Air with dust flows near the inner wall, a part of dust directly deposits on the vertical wall surface after impacting the shielding structure, and a part of dust continues to move under the action of the air, impacts the horizontal wall surface and forms deposition, so that the effect of blocking the dust is realized. The existence of the fillet strengthens the generation of the backflow vortex, enhances the friction effect of the dust and the wall surface, and blocks more dust. The dust entering the double wall was reduced by 13% compared to before. The time for keeping good cooling effect of the blade is increased by 23 percent compared with the previous time.

The above description is only an embodiment of the present invention, and not intended to limit the scope of the present invention, and all modifications of equivalent structures and equivalent processes performed by the present specification and drawings, or directly or indirectly applied to other related technical fields, are included in the scope of the present invention.

Claims

1. Through the turbine blade that slows down cooling effect degradation of regulation and control inside dust deposit position, turbine blade is the double-walled structure, specifically includes inner wall, outer wall and vortex post, the vortex post is located between inner wall and the outer wall, be provided with the air film hole on the outer wall, be provided with the jet orifice on the inner wall, be connected with on the inner wall and shelter from the structure, shelter from the structure and be located the jet orifice upper reaches, shelter from structure and jet orifice central distance for the aperture 1 ~ 1.5 times of jet orifice.

2. The turbine blade for mitigating degradation of cooling effectiveness by modulating the location of internal dust deposition as recited in claim 1, wherein said shielding structure is a right angle baffle, a quarter circle baffle, a baffle that forms an included angle with the inner wall surface, or vertical and horizontal baffles that meet at a rounded corner.

3. The turbine blade for mitigating degradation of cooling effects by modulating internal dust deposition locations as recited in claim 2, wherein said right angle shaped baffles have a length to height ratio of vertical to horizontal baffles of (1.5-2.5): 1 and a length to width ratio of (1.5-2.5): 1.

4. The turbine blade for mitigating cooling degradation by modulating internal dust deposition locations as recited in claim 2, wherein a length to radius ratio of said quarter circle baffle is (1.5-2.5): 1.

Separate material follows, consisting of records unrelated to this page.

PR #400, opened 2023-04-27
refactor perfdash addon to automate deployment

mengqiy:
Issue #, if available:

Description of changes:
Refactor the perfdash addon to automate the serviceaccount creation and binding with the correct permission in AWS IAM Role to read from s3 CL2 results.
It reduce the manual work to wire these things together.
I removed the `FluxRepoAddonPaths` flag, since there will be no consumers.


infrastructure/lib/addons/perfdash.ts
```diff
@@ -0,0 +1,241 @@
...
+  - "perfDashPrefix: 2k test"
+  - "perfDashJobType: performance"
+  - "perfDashArtifactsDir: "
+  `
+    },
+  })
+  cm.node.addDependency(ns)
+
+  const deploy = props.cluster.addManifest('perfdash-deploy', {
+    apiVersion: 'apps/v1',
```
hakuna-matatah, line 78: same with this ?

infrastructure/lib/addons/perfdash.ts
```diff
@@ -0,0 +1,241 @@
...
+            "app.kubernetes.io/part-of": "perfdash",
+        },
+    },
+    data: {
+        "PERFDASH_LOG_BUCKET": "my-bucket-name",
+        "AWS_DEFAULT_REGION": "us-west-2",
+        "AWS_REGION": "us-west-2",
+        "AWS_ROLE_ARN": sa.role.roleArn,
+        "jobs.yaml": `periodics:
+- name: "kit-eks-1k"
```
hakuna-matatah, line 62: I feel like config is something that  varies for different customers, I'm not understanding the rationale to cdkfy this over just applying as yaml file through flux from the repo (or) worst case just leave it as is internally like we do today ?

infrastructure/lib/addons/perfdash.ts
```diff
@@ -0,0 +1,241 @@
...
+  tags:
+  - "perfDashPrefix: 2k test"
+  - "perfDashJobType: performance"
+  - "perfDashArtifactsDir: "
+  `
+    },
+  })
+  cm.node.addDependency(ns)
+
+  const deploy = props.cluster.addManifest('perfdash-deploy', {
```
hakuna-matatah, line 77: So far theme of the code is, we install addons that have dependency with AWS resources with CDK and addons without aws resource dependencies through just flux. 
What's your intent in cdkfying this over the current way which is being applied through flux ?

infrastructure/lib/addons/perfdash.ts
```diff
@@ -0,0 +1,241 @@
...
+        name: "perfdash-config",
+        namespace: props.namespace,
+        labels: {
+            "app.kubernetes.io/name": "perfdash",
+            "app.kubernetes.io/component": "config",
+            "app.kubernetes.io/part-of": "perfdash",
+        },
+    },
+    data: {
+        "PERFDASH_LOG_BUCKET": "my-bucket-name",
```
hakuna-matatah, line 57: Having this name like this is not going to be helpful for any customer unless we take this as an input param as part of CDK args otherwise when this config is applied by CDK this won't have any real value IIUC. Thoughts ?

infrastructure/lib/addons/perfdash.ts
mengqiy: As I mentioned in the PR description, new approach create an IAM Role with proper permissions and bind it to the k8s serviceaccount while the old approach expect user to create the Role with proper permission and then manually edit the k8s service account to enable the binding.

infrastructure/lib/addons/perfdash.ts
mengqiy: Everyone user may need different config in the configmap. I guess it makes sense to remove the configmap out of CDK while AWS_ROLE_ARN can be merged into the Deployment.

infrastructure/lib/addons/perfdash.ts
mengqiy: Responded in https://github.com/awslabs/kubernetes-iteration-toolkit/pull/400#discussion_r1179549785.
Even if we let user specify log bucket in flag, it'd be hard to do the same thing for `jobs.yaml`. A user managed configmap out of CDK would make more sense.

infrastructure/lib/addons/perfdash.ts
hakuna-matatah: I wasn't referring to the IRSA part here, just the deployment spec part of it. I'm fine with the IRSA part of it.

infrastructure/lib/addons/perfdash.ts
hakuna-matatah: Yup, that comment of mine came later after this comment when i was reviewing. Let's remove this out of the cdk part.

infrastructure/lib/addons/perfdash.ts
hakuna-matatah: Like for example today we install tekton tests policy sa account through CDK here https://github.com/awslabs/kubernetes-iteration-toolkit/blob/main/infrastructure/lib/kit-infrastructure.ts#L141-L162 but won't rest of the spec through flux.

hakuna-matatah: Or other way is to install through CDK but install through helm or yaml reference instead of having the spec completely embedded into the cdk code like for example here https://github.com/awslabs/kubernetes-iteration-toolkit/blob/main/infrastructure/lib/addons/karpenter.ts#L63-L88

mengqiy:
Updated the PR to remove CM from CDK

infrastructure/lib/addons/perfdash.ts
mengqiy: > Like for example today we install tekton tests policy sa account through CDK here https://github.com/awslabs/kubernetes-iteration-toolkit/blob/main/infrastructure/lib/kit-infrastructure.ts#L141-L162 but rest of the spec through flux.

When we move CM out, we have resources: namespace, serviceaccount, deployment, service in CDK.
SA depends on NS. Deployment depends on NS and SA, since it needs `sa.role.roleArn`. Svc seems to be the only resource can be moved out of CDK. But I don't feel it make much sense to do it for just one resource.

> Or other way is to install through CDK but install through helm or yaml reference instead of having the spec completely embedded into the cdk code like for example here https://github.com/awslabs/kubernetes-iteration-toolkit/blob/main/infrastructure/lib/addons/karpenter.ts#L63-L88

PerfDash is not distributed through helm. If we want to do it, we need to create and maintain a helm chart for it. IMO we may not want to maintain a chart when we don't want to get into the distribution business for PerfDash.

@hakuna-matatah WDYT?

infrastructure/lib/kit-infrastructure.ts
```diff
@@ -46,6 +47,8 @@ export class KITInfrastructure extends Stack {
       clusterName: id,
       vpc: vpc,
       role: clusterRole,
+      mastersRole: clusterRole,
```
hakuna-matatah, line 50: I have this change locally. If you are going with this change, you might also need to add `sts assume role` permissions for this role for the account where it's created using `composite IAM principal ` stuff.

infrastructure/lib/addons/perfdash.ts
```diff
@@ -0,0 +1,65 @@
...
+    const perfdashKustomizationManifest = props.cluster.addManifest('PerfdashKustomizationSelf', {
+      apiVersion: 'kustomize.toolkit.fluxcd.io/v1beta1',
+      kind: 'Kustomization',
+      metadata: {
+        name: 'flux-addon-perfdash',
+        namespace: props.namespace,
+      },
+      spec: {
+        interval: '5m0s',
+        path: "./infrastructure/k8s-config/clusters/addons/perfdash",
```
hakuna-matatah, line 52: The path for this is different from other addons that we install. Wondering if we could keep it consistent ? By either moving all of them under this folder or just move this to other folder and /or rename it ?

infrastructure/lib/kit-infrastructure.ts
mengqiy: I can drop this part.

infrastructure/lib/addons/perfdash.ts
mengqiy: This path contains yaml while other addons are all TS code. Do we really want to move them to the same place given they have different file types. @hakuna-matatah Thoughts?

infrastructure/lib/kit-infrastructure.ts
```diff
@@ -21,7 +22,7 @@ export class KITInfrastructure extends Stack {
     const installEBSCSIDriverAddon = this.getContextOrDefault("AWSEBSCSIDriverAddon", "true")
     const installKarpenterAddon = this.getContextOrDefault('KarpenterAddon', "true")
     const installKitAddon = this.getContextOrDefault("KITAddon", "true")
-    const repoAddonPaths = this.node.tryGetContext('FluxRepoAddonPaths')
+    const installPerfDashAddon = this.getContextOrDefault("PerfDashAddon", "false")
```
hakuna-matatah, line 25: how do we install other addons if you intend to replace this to just perfdash ?

infrastructure/lib/addons/perfdash.ts
```diff
@@ -0,0 +1,87 @@
...
+    const perfdashKustomizationManifest = props.cluster.addManifest('PerfdashKustomizationSelf', {
+      apiVersion: 'kustomize.toolkit.fluxcd.io/v1beta1',
+      kind: 'Kustomization',
+      metadata: {
+        name: 'flux-addon-perfdash',
+        namespace: props.namespace,
+      },
+      spec: {
+        interval: '5m0s',
+        path: "./infrastructure/k8s-config/clusters/kit-infrastructure/perfdash",
```
hakuna-matatah, line 52: have you tested this ? was it installing the addon onto the cluster ? because I only see a relative path defined here.

infrastructure/lib/addons/fluxv2.ts
```diff
@@ -128,34 +127,6 @@ export class FluxV2 extends Construct {
   });
   kustomizationManifest.node.addDependency(chart);
 
-  if (props.repoAddonPaths) {
```
hakuna-matatah, line 131: This gives customer the flexibility to install addons from multiple repositories that we are not  opinionated by us. Any reason why we want to remove this flexibility ?

infrastructure/lib/kit-infrastructure.ts
mengqiy: `FluxRepoAddonPaths` was introduced for perfdash and removing it won't impact other addons

infrastructure/lib/addons/perfdash.ts
mengqiy: Yes, I have tested it.

infrastructure/lib/addons/fluxv2.ts
mengqiy: `repoAddonPaths` was introduced for perfdash. And this flag is no longer need to install perfdash.
`repoAddonPaths` is basically doing the same as `kubectl apply -f <repoAddonPaths>`. And IMO it's more intuitive to use `kubectl apply -f`. e.g. applying some yaml file is more trivial with `kubectl apply` than running `cdk deploy` which sometimes give strange errors :/

hakuna-matatah: IIRC this is for flux to apply automatically addons from this folder - https://github.com/awslabs/kubernetes-iteration-toolkit/tree/main/infrastructure/k8s-config/clusters/kit-infrastructure 
Not just for perfdash. 
Or am i missing something here ?

infrastructure/lib/kit-infrastructure.ts
hakuna-matatah: I think it was introduced for not just perfdash but also for addons in this folder - https://github.com/awslabs/kubernetes-iteration-toolkit/tree/main/infrastructure/k8s-config/clusters/kit-infrastructure

hakuna-matatah (approved):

5. The turbine blade for slowing the degradation of cooling effect by regulating the position of internal dust deposition as claimed in claim 2, wherein the included angle of the baffle plate forming an included angle with the inner wall surface is in the range of 30 ° to 60 °, and the ratio of the length to the height is (1.2-1.5): 1.

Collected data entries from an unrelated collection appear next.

PR #401, opened 2023-04-27
increase default cpu/mem for karpenter provsioned instances

hakuna-matatah:
Issue #, if available:

Description of changes:
Increase the defaults for karpenter provisioned instances to avoid OOMs and make sure pods have enough CPUs to run workload.

### DIFF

6. The turbine blade for mitigating degradation of cooling effects by modulating internal dust deposition locations as recited in claim 2, wherein said rounded vertical and horizontal baffles have a length to height ratio of (1.5-2.5): 1 and a length to width ratio of (1.5-2.5): 1.

7. The turbine blade for mitigating cooling degradation by modulating internal dust deposition locations as recited in claim 1, wherein a ratio of length to thickness of said shielding structure is (7-9): 1.